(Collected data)
PR #58, opened 2020-11-23
Hauki 222 loading indicator

minevala:
- Add LoadingIndicator-component according to HDS-guidelines: https://hds.hel.fi/components/spinner
- Use indicator in app-init and resource-page

Näyttökuva 2020-11-23 kello 11 22 30


Rikuoja (approved):
Looks good! But does starting the app (or loading the resource) really take more than three seconds? Perhaps on slow connections?

minevala:
Yes, most of the time, it is way faster, but sometimes individual requests can take more than three seconds.

cypress/integration/App.spec.ts
```diff
@@ -14,6 +14,8 @@ describe('Open aukiolot app', () => {
   it('Has no detectable a11y violations on resource page load', () => {
     cy.injectAxe();
     cy.get('[data-test=resource-info]', { timeout: 5000 }).should('be.visible');
+
+    cy.wait(1000); // Wait for HDS spinner cleanup.
```
VilleMiekkoja, line 18: I wonder if there's a better way to do this wait? Could we check that the spinner is no longer there? Or is there are problem in that because it might not have appeared yet, so we would get false positives? I wonder if there's a method in cypress for checking this with some initial waiting time.

src/index.scss
```diff
@@ -1,4 +1,5 @@
 @import '~hds-core/lib/base.css';
+@import '~hds-core/lib/components/loading-spinner/loading-spinner.css' ;
```
VilleMiekkoja, line 2: Are we required to separately import loading-spinner styles from hds? One could expect they come automatically with the component?

minevala: I'll remove this

cypress/integration/App.spec.ts
minevala: The clean-up callback is called one second after spinner disappears

VilleMiekkoja (approved):

VilleMiekkoja:
Good job! 💪

PR #59, opened 2020-11-24
Hauki 168 check permissions

minevala:
- Read tokens from query or storage in app init
- Replace PrivateRoute with PrivateResourceRoute
- PrivateResourceRoute checks the permissions before rendering the content


src/resource/PrivateResourceRoute.tsx
```diff
@@ -0,0 +1,80 @@
+import React, { ReactNode, useEffect, useState } from 'react';
```
VilleMiekkoja, line 1: Would it be good to have some unit tests for this PrivateResourceRoute component?

src/common/utils/api/api.ts
```diff
@@ -140,4 +144,11 @@ export default {
     apiGet<AuthTestResponse>({
       path: authRequiredTest,
     }),
+
+  testPostPermission: async (resourceId: string): Promise<boolean> => {
```
VilleMiekkoja, line 148: Is this post permission specific to resource? If I understood correctly, it means the user has permission to make a post request to a specific resource? So not general postPermission, but resource-based? Though we currently only have posts to resource path?

VilleMiekkoja:
Looking good! I added couple comments

src/resource/PrivateResourceRoute.tsx
minevala: I will add 👍

src/common/utils/api/api.ts
minevala: Good point, I'll change the name

src/resource/PrivateResourceRoute.tsx
```diff
@@ -0,0 +1,80 @@
...
+interface PrivateRouteProps extends RouteProps {
+  computedMatch?: ComputedMatch;
+  id: string;
+}
+
+export default function (routeProps: PrivateRouteProps): JSX.Element {
+  const { render, id, ...rest } = routeProps;
+  const resourceId = rest.computedMatch?.params.id;
+  const { authTokens, clearAuth }: Partial<AuthContextProps> = useAuth();
+  const [isLoading, setLoading] = useState<boolean>(true);
```
VilleMiekkoja, line 26: We discussed about these loaders on slack. I wonder if it is a good idea to introduce yet another loader to the application? Or have those other loaders been reduced at this pr also? :D. Just wondering because we've had quite many loaders and it makes the whole page load look very clumsy.

minevala: It actually replaces the one in the App.tsx

src/resource/PrivateResourceRoute.test.tsx
```diff
@@ -0,0 +1,133 @@
...
+    .spyOn(api, 'testResourcePostPermission')
+    .mockImplementation(() => Promise.resolve(hasPermission));
+};
+
+describe(`<PrivateResourceRoute />`, () => {
+  afterEach(() => {
+    jest.clearAllMocks();
+  });
+
+  test('should show loading indicator', async () => {
```
VilleMiekkoja, line 70: Should we use it or test? I think we have both in the codebase? 🤔

src/resource/PrivateResourceRoute.test.tsx
```diff
@@ -0,0 +1,133 @@
...
+    mockContext();
+    mockPermissionsApi(false);
+
+    const renderedComponent = renderRoutesWithPrivateRoute();
+
+    await act(async () => {
+      renderedComponent.update();
+    });
+
+    await act(async () => {
```
VilleMiekkoja, line 110: Just curious, why do we need double acts here?

minevala: Good question. First one is to mount the ResourceRoutes child component and the second one is to tick the useEffect-hook.

src/resource/PrivateResourceRoute.test.tsx
minevala: Which one do you prefer?

VilleMiekkoja: I've been using mostly 'it', but don't have a strong opinion on this :).

VilleMiekkoja (approved):

src/resource/PrivateResourceRoute.test.tsx
minevala: I can change these and other ones to it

* _Problem to solve_:
State the number of lines above that hold the string "than", with nothing added.

* _Solution to the exercise_:
2